## Supplied entries
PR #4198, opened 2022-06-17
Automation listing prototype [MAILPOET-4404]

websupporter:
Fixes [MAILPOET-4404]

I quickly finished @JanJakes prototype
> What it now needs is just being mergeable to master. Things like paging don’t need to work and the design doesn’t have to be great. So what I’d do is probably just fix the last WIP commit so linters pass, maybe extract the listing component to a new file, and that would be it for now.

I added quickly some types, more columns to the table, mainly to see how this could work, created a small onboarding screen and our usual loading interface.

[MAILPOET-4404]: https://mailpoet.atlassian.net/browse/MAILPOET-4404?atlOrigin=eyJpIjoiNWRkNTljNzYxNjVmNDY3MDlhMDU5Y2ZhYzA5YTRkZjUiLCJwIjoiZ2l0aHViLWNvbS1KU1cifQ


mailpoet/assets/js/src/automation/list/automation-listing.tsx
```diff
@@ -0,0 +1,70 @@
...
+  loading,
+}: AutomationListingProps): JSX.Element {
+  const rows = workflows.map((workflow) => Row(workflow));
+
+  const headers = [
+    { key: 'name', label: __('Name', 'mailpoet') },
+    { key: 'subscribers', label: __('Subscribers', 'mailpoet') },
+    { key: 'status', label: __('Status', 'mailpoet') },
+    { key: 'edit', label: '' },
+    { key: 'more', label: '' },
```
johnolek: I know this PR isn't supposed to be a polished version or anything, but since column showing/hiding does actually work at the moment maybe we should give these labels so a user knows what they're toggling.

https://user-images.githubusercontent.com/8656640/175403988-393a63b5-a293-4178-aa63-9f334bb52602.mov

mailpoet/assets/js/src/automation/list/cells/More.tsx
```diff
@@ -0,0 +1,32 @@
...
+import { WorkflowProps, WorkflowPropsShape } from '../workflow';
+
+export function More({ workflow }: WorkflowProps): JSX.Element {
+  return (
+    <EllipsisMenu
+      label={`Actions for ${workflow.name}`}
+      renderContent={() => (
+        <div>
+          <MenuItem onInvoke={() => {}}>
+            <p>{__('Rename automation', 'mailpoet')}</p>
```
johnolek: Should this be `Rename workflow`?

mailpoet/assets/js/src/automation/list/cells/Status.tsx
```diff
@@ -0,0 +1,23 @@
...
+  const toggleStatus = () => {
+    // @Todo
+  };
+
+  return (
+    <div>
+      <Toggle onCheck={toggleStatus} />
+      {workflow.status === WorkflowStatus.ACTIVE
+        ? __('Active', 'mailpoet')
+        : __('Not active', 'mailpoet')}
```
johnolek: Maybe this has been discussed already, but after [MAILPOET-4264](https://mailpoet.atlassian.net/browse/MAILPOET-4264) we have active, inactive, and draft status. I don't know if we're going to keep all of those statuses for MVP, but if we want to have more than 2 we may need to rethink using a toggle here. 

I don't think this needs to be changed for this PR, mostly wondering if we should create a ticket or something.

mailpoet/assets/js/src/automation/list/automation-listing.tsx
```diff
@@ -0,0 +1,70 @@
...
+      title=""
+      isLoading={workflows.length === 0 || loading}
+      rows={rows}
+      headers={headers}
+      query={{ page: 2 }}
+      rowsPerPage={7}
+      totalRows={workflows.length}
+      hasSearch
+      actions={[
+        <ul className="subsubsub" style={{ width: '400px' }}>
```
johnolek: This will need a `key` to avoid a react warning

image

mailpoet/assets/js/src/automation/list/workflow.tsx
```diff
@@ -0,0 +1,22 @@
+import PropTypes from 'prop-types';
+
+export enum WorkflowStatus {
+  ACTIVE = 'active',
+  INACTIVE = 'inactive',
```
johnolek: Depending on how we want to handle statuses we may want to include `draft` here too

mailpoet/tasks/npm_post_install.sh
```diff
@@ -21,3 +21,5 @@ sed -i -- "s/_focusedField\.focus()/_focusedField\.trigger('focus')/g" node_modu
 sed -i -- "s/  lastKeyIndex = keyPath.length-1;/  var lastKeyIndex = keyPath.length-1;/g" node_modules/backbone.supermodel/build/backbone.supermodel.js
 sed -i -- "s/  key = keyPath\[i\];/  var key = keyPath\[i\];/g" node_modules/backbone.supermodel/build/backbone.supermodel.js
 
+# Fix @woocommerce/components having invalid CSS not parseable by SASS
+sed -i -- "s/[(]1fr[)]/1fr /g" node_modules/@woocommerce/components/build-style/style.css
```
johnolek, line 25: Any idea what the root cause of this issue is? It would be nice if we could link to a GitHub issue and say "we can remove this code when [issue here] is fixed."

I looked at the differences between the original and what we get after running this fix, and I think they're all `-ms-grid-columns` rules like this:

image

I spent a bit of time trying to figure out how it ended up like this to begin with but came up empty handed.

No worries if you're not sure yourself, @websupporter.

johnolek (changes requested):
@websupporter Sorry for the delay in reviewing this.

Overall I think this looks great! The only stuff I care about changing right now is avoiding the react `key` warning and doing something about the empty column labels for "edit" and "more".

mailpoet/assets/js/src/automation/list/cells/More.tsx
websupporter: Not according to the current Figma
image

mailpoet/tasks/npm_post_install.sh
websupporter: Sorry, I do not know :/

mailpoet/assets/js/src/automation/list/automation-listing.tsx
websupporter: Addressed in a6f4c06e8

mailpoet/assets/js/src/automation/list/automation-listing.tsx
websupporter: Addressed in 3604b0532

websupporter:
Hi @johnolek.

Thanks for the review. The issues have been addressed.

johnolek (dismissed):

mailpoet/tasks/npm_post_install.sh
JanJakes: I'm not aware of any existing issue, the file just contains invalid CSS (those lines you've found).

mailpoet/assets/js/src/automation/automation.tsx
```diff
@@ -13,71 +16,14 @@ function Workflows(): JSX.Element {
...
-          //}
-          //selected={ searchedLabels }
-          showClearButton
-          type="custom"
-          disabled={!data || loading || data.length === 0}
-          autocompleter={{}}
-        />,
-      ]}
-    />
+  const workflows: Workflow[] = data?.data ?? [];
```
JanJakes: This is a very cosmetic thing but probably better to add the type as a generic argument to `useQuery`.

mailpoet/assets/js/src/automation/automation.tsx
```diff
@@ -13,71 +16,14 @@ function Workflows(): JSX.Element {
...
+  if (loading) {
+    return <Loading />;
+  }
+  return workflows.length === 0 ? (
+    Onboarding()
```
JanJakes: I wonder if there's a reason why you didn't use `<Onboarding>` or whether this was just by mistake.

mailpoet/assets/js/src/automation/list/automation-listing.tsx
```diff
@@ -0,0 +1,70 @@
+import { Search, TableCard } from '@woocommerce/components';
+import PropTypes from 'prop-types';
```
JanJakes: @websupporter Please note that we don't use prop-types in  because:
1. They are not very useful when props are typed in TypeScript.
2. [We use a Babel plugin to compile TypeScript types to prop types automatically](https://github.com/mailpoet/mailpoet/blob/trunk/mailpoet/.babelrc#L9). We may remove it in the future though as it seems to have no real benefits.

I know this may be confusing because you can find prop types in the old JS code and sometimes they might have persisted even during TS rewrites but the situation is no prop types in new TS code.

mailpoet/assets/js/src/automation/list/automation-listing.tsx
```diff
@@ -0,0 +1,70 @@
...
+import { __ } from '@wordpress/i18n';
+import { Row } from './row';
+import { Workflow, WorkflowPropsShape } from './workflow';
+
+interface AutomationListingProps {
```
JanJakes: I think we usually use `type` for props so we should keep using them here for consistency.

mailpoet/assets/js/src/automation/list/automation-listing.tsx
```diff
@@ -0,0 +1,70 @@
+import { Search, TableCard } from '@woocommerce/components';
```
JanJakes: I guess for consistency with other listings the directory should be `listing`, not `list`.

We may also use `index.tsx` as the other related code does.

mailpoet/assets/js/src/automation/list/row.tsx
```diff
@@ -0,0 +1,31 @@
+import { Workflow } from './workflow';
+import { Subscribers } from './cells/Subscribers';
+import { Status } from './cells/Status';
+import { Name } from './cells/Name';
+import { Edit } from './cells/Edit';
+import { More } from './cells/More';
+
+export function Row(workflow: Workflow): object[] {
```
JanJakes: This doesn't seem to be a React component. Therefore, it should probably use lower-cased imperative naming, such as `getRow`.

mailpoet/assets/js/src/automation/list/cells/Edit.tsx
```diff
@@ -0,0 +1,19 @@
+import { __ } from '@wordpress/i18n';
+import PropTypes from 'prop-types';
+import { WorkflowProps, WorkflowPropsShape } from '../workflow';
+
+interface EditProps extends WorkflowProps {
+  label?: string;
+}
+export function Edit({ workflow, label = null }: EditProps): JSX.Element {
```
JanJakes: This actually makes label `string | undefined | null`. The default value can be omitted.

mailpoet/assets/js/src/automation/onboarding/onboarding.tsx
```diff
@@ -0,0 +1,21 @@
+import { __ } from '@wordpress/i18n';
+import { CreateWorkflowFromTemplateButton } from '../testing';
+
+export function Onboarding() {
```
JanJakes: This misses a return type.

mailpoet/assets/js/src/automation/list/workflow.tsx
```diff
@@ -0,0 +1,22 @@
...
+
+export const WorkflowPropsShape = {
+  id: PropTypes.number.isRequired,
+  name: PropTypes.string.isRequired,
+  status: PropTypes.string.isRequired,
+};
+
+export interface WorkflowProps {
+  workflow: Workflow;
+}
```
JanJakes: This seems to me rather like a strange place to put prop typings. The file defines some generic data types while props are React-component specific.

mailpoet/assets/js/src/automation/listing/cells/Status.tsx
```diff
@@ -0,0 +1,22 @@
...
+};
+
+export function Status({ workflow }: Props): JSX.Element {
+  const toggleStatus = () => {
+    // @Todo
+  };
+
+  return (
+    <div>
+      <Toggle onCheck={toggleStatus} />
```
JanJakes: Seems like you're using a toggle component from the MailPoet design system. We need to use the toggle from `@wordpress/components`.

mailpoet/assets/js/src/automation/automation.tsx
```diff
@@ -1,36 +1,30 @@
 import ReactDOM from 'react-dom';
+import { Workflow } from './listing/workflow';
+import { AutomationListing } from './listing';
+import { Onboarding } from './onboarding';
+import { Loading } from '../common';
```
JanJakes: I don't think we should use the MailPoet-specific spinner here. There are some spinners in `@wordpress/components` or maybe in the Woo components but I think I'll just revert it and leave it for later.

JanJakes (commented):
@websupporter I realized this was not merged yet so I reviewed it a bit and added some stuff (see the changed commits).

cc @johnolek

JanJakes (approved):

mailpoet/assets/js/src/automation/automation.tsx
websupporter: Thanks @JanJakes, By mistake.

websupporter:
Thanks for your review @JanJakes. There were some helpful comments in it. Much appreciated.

## Requirement
The answer must be every line of the records above that holds the word "null".

## Solution for this exercise
+export function Edit({ workflow, label = null }: EditProps): JSX.Element {
JanJakes: This actually makes label `string | undefined | null`. The default value can be omitted.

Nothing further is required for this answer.